Iniziare un corso universitario significa non solo confrontarsi con una nuova fase della vita ma, anche, con delle spese rilevanti – relative alle tasse universitarie e a canoni di locazione per i fuori sede – che possono incidere in modo considerevole sul bilancio familiare
È importante conoscere le agevolazioni fiscali che consentono di ridurre gli oneri correlati alla frequenza dei corsi universitari
Far studiare un figlio all’università, senza dubbio, significa garantire una formazione approfondita che consente di aprire le porte a nuove prospettive lavorative.
Allo stesso tempo, vuol dire fare i conti con le tasse universitarie e con le spese di vitto e alloggio degli studenti fuori sede iscritti in università fuori regione o, addirittura, fuori nazione.
Prima di entrare nel dettaglio, evidenziando in che modo e in che termini è possibile incidere positivamente sugli oneri correlati alle spese universitarie, occorre prestare attenzione ad alcuni dati rilasciati dall’Ue nell’ambito del report “National Student Fee and Support Systems in European Higher Education 2020/21”.
Il report in questione, infatti, in ottica comparativa, tenendo conto dei sistemi di tassazione universitaria degli Stati Ue e dell’area europea, permette di comprendere dove è più conveniente studiare.
Come emerge dal documento, sono sette gli Stati in cui si applicano meno tasse a carico degli studenti (residenti e non).
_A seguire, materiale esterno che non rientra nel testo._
PR #738, opened 2016-08-23
handle darwin bug with PYVENV_LAUNCHER env var

tamarrow:
unset env var to specify correct virtualenv and override: https://github.com/pypa/setuptools/blob/ac325f34b73c534fd19204400afa598bf63ea301/setuptools/command/easy_install.py#L1940

### DIFF
--- a/dcos/subcommand.py
+++ b/dcos/subcommand.py
@@ -543,20 +543,22 @@ def _install_with_pip(
             for line in requirements:
                 print(line, file=requirements_file)
 
-        cmd = [
-            os.path.join(env_directory, BIN_DIRECTORY, 'pip'),
-            'install',
-            '--requirement',
-            requirement_path,
-        ]
+        # override setuptools finding executable
+        # so we can specify different path
+        with util.set_env('__PYVENV_LAUNCHER__', None):
+            cmd = [
+                os.path.join(env_directory, BIN_DIRECTORY, 'pip'),
+                'install',
+                '--requirement',
+                requirement_path,
+            ]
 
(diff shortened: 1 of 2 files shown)


dcos/util.py
```diff
@@ -35,6 +35,31 @@ def get_logger(name):
 
 
 @contextlib.contextmanager
+def set_env(env_var, new_value):
+    """A context manager for temporary updating env vars
+
+    :param env_var: name of environment variable to alter, None to remove
+    :type env_var: str | None
```
jsancio: The type should be `str`.

dcos/util.py
```diff
@@ -35,6 +35,31 @@ def get_logger(name):
...
+    :param new_val: new value to change env_var to
+    :type env_var: str
```
jsancio: `new_val` is the parameter name. `str | None` for the type.

dcos/subcommand.py
```diff
@@ -543,20 +543,20 @@ def _install_with_pip(
...
-        ]
-
-        if _execute_command(cmd)[2] != 0:
-            # We should remove the directory that we just created
-            if new_package_dir:
-                shutil.rmtree(env_directory)
-
-            raise _generic_error(package_name)
-
+        with util.set_env('__PYVENV_LAUNCHER__', None):
```
jsancio: Let's write a comment here as to why we are doing this. In the future we can put the `setuptools` GitHub issue when we have it.

jsancio:
LGTM. :ship: it

PR #739, opened 2016-08-23
unset __PYVENV_LAUNCHER__ for all commands run outside of main virtualenv

tamarrow:


jsancio:
This doesn't feel right. We should avoid this kind of code duplication. This write a method that does this.

jsancio:
Instead of modifying our own environment variables before forking/executing a command. We should just modify the environment variable for forked process. E.g. https://docs.python.org/3.5/library/subprocess.html#subprocess.Popen

jsancio:
Can you please explain what we need this change?

tamarrow:
@jsancio setuptools uses `__PYVENV_LAUNCHER__` to override the path to the executable. We want to make sure that the path we specify will be respected.

jsancio:
> @jsancio setuptools uses __PYVENV_LAUNCHER__ to override the path to the executable. We want to make sure that the path we specify will be respected.

My question is why do we need this for every single fork/exec operation? For example, we are changing the environment variable when calling `dcos <subcommand> --info`. Is that correct?

jsancio:
I think I understand. If we want to do this for **all** forks/execs then let's make it explicit in the code and not copy this environment change all over the code.

tamarrow:
Okay, I'll update the execs to use a decorator that will modify the environment.

jsancio:
LGTM! :shipit:

PR #743, opened 2016-08-26
Add `--cli` flag for `dcos package list`.

### LINKED ISSUE #626: Support `--cli` in `dcos package list`?

### What version of the DCOS CLI are you using (`dcos --version`)?
git @ d2d7acf3

### What version of DCOS are you using?
Would have been 1.7, but the server is disconnected at this point.

Ubuntu 15.10

### What did you do?
If possible please provide a recipe for reproducing.

I tried to view a list of the installed CLI submodules when no longer connected to a working DC/OS cluster.
a. `dcos package list` -> URL [oldurl] is unreachable: HTTPConnectionPool... Name or service not known
b. `dcos package list --cli` -> Command not recognized

I would've expected `dcos package list --cli` to show a list of custom-installed local client packages from previous `dcos package install`s, without attempting to check the server.

### What did you see instead?
Command not recognized

cruhland:
When the flag is provided, only the packages with subcommands are
listed. App instance information for those packages is still obtained
from the cluster.

~~Partially addresses #626. Let me know if I should extend this to support the offline use case.~~

Fixes #626.


cli/dcoscli/package/main.py
```diff
@@ -421,7 +423,7 @@ def _list(json_, app_id, package_name):
     if app_id is not None:
         app_id = util.normalize_app_id(app_id)
     results = package.installed_packages(
-        package_manager, app_id, package_name)
+        package_manager, app_id, package_name, not cli_only)
 
     # only emit those packages that match the provided package_name and app_id
     if results or json_:
```
cruhland: Question about the error message printed when there are no results (expand the code below): the message is a bit inaccurate, because if flags like `--cli` or `--app-id` are provided, there could be installed packages that aren't shown. Would it be worthwhile to have a different message when results are filtered out due to flags?

dcos/package.py
```diff
@@ -130,7 +80,7 @@ def _matches_package_name(name, command_name):
     return name is None or command_name == name
 
 
-def installed_packages(package_manager, app_id, package_name):
+def installed_packages(package_manager, app_id, package_name, cli_optional):
```
tamarrow: Lets change cli_optional to cli_only to be consistent

tamarrow:
@cruhland I think we should address the offline cause because as is now a user can use `jq` to see only the cli commands using `--json` or just eyeball the table view. We write the `package.json` in `~/.dcos/subcommands/package-name/package.json` so we already have all the information we need anyways :)

cli/dcoscli/package/main.py
tamarrow: probably, nice catch!

cruhland:
@tamarrow updated!

dcos/package.py
```diff
@@ -179,3 +127,45 @@ def installed_subcommands():
...
+    :type apps: [dict]
+    :param subcommands: information on each subcommand installed locally; must
+        have a 'name' key
+    :type subcommands: [dict]
+    :param app_required: if True, only returns elements that have an app
+    :type app_required: bool
+    :param cli_required: if True, only returns elements that have a subcommand
+    :type cli_required: bool
+    :returns: the resulting merged collection, with one element per package
+    :rtype: [dict]
```
tamarrow: [{}}

dcos/package.py
```diff
@@ -179,3 +127,45 @@ def installed_subcommands():
...
+    """
+
+    indexed_apps = {}
+    grouped_apps = itertools.groupby(apps, key=lambda app: app['name'])
+    for name, app_group in grouped_apps:
+        app_list = list(app_group)
+        pkg = app_list[0]
+        pkg['apps'] = [app['appId'] for app in app_list]
```
tamarrow: add sorted

cruhland:
@tamarrow I removed Chronos from the test, but it still takes a while...looks like Kafka is to blame.

With Chronos:
```
real    1m34.563s
user    0m19.597s
sys     0m1.693s
```

Without Chronos:
```
real    1m11.175s
user    0m23.550s
sys     0m2.077s
```

tamarrow:
@cruhland just realized that this call: https://github.com/dcos/dcos-cli/blob/master/cli/dcoscli/package/main.py#L420 queries the cluster for cosmos- so we need to update that method for `package list --cli` to work offline

cli/tests/integrations/test_package.py
```diff
@@ -665,11 +669,37 @@ def test_list_cli():
...
+def test_list_cli_flag():
+    kafka_path = 'tests/data/package/json/test_list_kafka_entry.json'
+    kafka_json = file_json_ast(kafka_path)
+    helloworld_path = 'tests/data/package/json/test_list_helloworld_entry.json'
+    helloworld_json = file_json_ast(helloworld_path)
+
+    def assert_test_case(args, expected_packages):
+        stdout = _list_stdout(args=['--json', '--cli'] + args)
+        actual_packages = json.loads(stdout.decode('utf-8'))
+        assert_same_elements(expected_packages, actual_packages)
```
cruhland: @tamarrow here's why I changed `_list()` to return `stdout` in my original PR: I needed to parse the JSON output. So I've created the `_list_stdout()` method to do that rather than change the behavior of `_list()`.

cruhland:
@tamarrow rebased and ready to go!

cli/tests/integrations/test_package.py
```diff
@@ -667,11 +670,37 @@ def test_list_cli():
 
     stdout = file_json(
         'tests/data/package/json/test_list_helloworld_cli.json')
-    _list(stdout=stdout)
+    _list(args=['--json'], stdout=stdout)
 
     _uninstall_cli_helloworld()
 
 
+def test_list_cli_flag():
```
tamarrow: `test_list_cli_only`

cli/tests/integrations/test_package.py
```diff
@@ -667,11 +670,37 @@ def test_list_cli():
...
+    kafka_path = 'tests/data/package/json/test_list_kafka_entry.json'
+    kafka_json = file_json_ast(kafka_path)
+    helloworld_path = 'tests/data/package/json/test_list_helloworld_entry.json'
```
tamarrow: lets just take the first element from`cli/tests/data/package/json/test_list_helloworld_cli.json`

cli/tests/integrations/test_package.py
tamarrow: This method is very specific to your use case and is only called once. Can we use exec_command, and just get out the stdout from there there? As is it's hard to know what this method is actually executing.

cli/tests/integrations/test_package.py
```diff
@@ -667,11 +670,37 @@ def test_list_cli():
...
+    helloworld_json = file_json_ast(helloworld_path)
+
+    def assert_test_case(args, expected_packages):
+        stdout = _list_stdout(args=['--json', '--cli'] + args)
+        actual_packages = json.loads(stdout.decode('utf-8'))
+        assert_same_elements(expected_packages, actual_packages)
+
+    with _kafka():
```
tamarrow: lets remove the kafka check, this should be covered by the unit tests.

cli/tests/integrations/test_package.py
```diff
@@ -667,11 +670,37 @@ def test_list_cli():
 
     stdout = file_json(
         'tests/data/package/json/test_list_helloworld_cli.json')
-    _list(stdout=stdout)
+    _list(args=['--json'], stdout=stdout)
 
     _uninstall_cli_helloworld()
```
tamarrow: lets add a test to verify that `dcos package list --cli` works offline

cruhland: TODO: Update config to a bogus URL

cruhland:
@tamarrow updated

cli/tests/integrations/test_package.py
```diff
@@ -667,11 +670,35 @@ def test_list_cli():
...
 
 
+def test_list_cli_only():
+    helloworld_path = 'tests/data/package/json/test_list_helloworld_cli.json'
+    helloworld_json = file_json_ast(helloworld_path)[0]
```
tamarrow: you can actually just leave this as a list, since you only use it as such.

cli/tests/integrations/test_package.py
```diff
@@ -667,11 +670,35 @@ def test_list_cli():
...
+
+    def assert_test_case(args, expected_packages):
```
tamarrow: we should use `assert_command` here instead. We can put in the expected stdout as a param.

cli/tests/integrations/test_package.py
```diff
@@ -941,56 +966,95 @@ def _chronos_package(
...
+
+
+def _helloworld_cli():
+    return _package(name='helloworld',
+                    args=['--yes', '--cli'],
+                    stdout=HELLOWORLD_CLI_STDOUT,
+                    uninstall_stderr=b'')
+
+
+def _kafka():
```
tamarrow: this is not used anymore

cli/tests/integrations/test_package.py
```diff
@@ -667,11 +679,29 @@ def test_list_cli():
...
+    _list(args=['--json'], stdout=stdout)
 
     _uninstall_cli_helloworld()
 
 
+def test_list_cli_only():
+    helloworld_path = 'tests/data/package/json/test_list_helloworld_cli.json'
+    helloworld_json = file_json(helloworld_path)
+
+    def assert_test_case(args, expected_stdout):
```
tamarrow: this function seems unnecessary

cli/tests/integrations/test_package.py
```diff
@@ -33,6 +33,15 @@ def setup_module(module):
         ['dcos', 'package', 'repo', 'add', 'test-universe', UNIVERSE_TEST_REPO]
     )
 
+    describe_command = ['dcos', 'package', 'describe', 'helloworld']
+    for _ in range(10):
```
tamarrow: lets add a comment as to why we're doing this

PR #4447, opened 2025-09-22
Upgrade MSI Path settings

pepone:
A minor update for the MSI:

- Add to path is now enabled by default.
- Removed text about reboot, it is not required.

### DIFF
--- a/packaging/msi/UI.wxs
+++ b/packaging/msi/UI.wxs
@@ -15,7 +15,6 @@
 
         <!-- Customize Exit Dialog -->
         <Property Id="WIXUI_EXITDIALOGOPTIONALCHECKBOXTEXT" Value="View Release Notes" />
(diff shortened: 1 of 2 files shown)


packaging/msi/UI.wxs
```diff
@@ -15,7 +15,6 @@
 
         <!-- Customize Exit Dialog -->
         <Property Id="WIXUI_EXITDIALOGOPTIONALCHECKBOXTEXT" Value="View Release Notes" />
-        <Property Id="WIXUI_EXITDIALOGOPTIONALTEXT" Value="You need to reboot your computer to get the updated system path." />
```
bernardnormier, line 18: For a separare PR:

It would be helpful to include text + link to https://docs.zeroc.com/ice/latest/cpp/using-the-ice-service-installer.

PR #4456, opened 2025-09-23
Fix IceBridge description

bernardnormier:
We should never use the term "Ice bridge".

### DIFF
--- a/packaging/deb/debian/control
+++ b/packaging/deb/debian/control
@@ -240,8 +240,8 @@ Section: net
 Depends: libzeroc-ice3.8 (= ${binary:Version}),
          ${misc:Depends},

Si tratta, in particolare, di Danimarca, Grecia, Cipro, Malta, Finlandia, Svezia e Turchia.
Con riferimento all’Italia, invece, come risulta evidenziato dal grafico sotto riportato, le tasse di iscrizione e immatricolazione, a partire dal primo ciclo di studi universitari, sono tra le più alte.
L’art. 15 Tuir, rubricato “Detrazioni per oneri”, consente di detrarre dall’imposta lorda il 19% delle spese sostenute dal contribuente per la frequenza di corsi di istruzione universitaria presso università statali e non statali, in Italia o all’estero.
Rispettivamente, per le università statali, la detrazione Irpef (che dovrà risultare all’interno della dichiarazione dei redditi 2021, con riferimento all’anno di imposta 2020) è ammessa per l’intera quota corrisposta a titolo di spese di frequenza. Per le università private, invece, non potrà superare la soglia individuata annualmente, e per ogni facoltà, dal Ministero dell’Istruzione e della Ricerca.
In particolare, per quanto concerne la detraibilità delle spese sostenute per la frequenza di corsi universitari presso università non statali per l’anno 2020, occorre prendere come riferimento il decreto ministeriale entrato in vigore nel 2021, all’interno del quale – divisi per classi di laurea e per aree disciplinari e geografiche – sono indicati i limiti massimi di detrazione.
In via generale, la detrazione per le tasse universitarie opera in funzione delle spese sostenute per la frequenza di corsi di istruzione universitaria; di perfezionamento; di master e dottorati; nonché per gli istituti tecnici superiori e musicali.
Per quanto riguarda la tipologia di spese detraibili, si deve osservare che l’agevolazione spetta per le tasse di immatricolazione, di iscrizione agli anni successivi e, infine, per le tasse di laurea.
E invero, oltre alla possibilità di detrarre le tasse universitarie, è possibile, sempre nella misura del 19% (ma entro un limite massimo di 2.633 euro) detrarre i canoni di locazione pagati in funzione dei corsi frequentati fuori sede.
La detrazione opera sui contratti di locazione o di ospitalità stipulati con privati o con collegi universitari ed è valida anche se la spesa è sostenuta per l’affitto di un appartamento o di una stanza all’estero; relativamente ad un corso di laurea seguito presso una università straniera.
Infine, occorre prestare attenzione alla documentazione necessaria per la detrazione delle spese universitarie.
Al riguardo, è bene conservare le quietanze e le ricevute relative ai pagamenti effettuati per l’iscrizione ai corsi universitari, come pure tutti i documenti giustificativi delle spese rilasciati dall’ente che attestano i pagamenti sostenuti.